--- YOUR GOAL ---
Your result will be the set of lines with "test", copied from the material below.

◆ ◆ ◆ ◆ ◆ ◆ ◆

PR #1648, opened 2019-07-31
travis-ci: fix dwz test problems

aarzilli:
```
travis-ci: fix dwz test problems [WIP]

```


aarzilli:
Not sure why it started failing but it's dwz failing when running on the executable file output by go so it's either a bug in dwz or in go, definitely not delve.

◆ ◆ ◆ ◆ ◆ ◆ ◆

--- SOLUTION FOR THIS TASK ---
travis-ci: fix dwz test problems
travis-ci: fix dwz test problems [WIP]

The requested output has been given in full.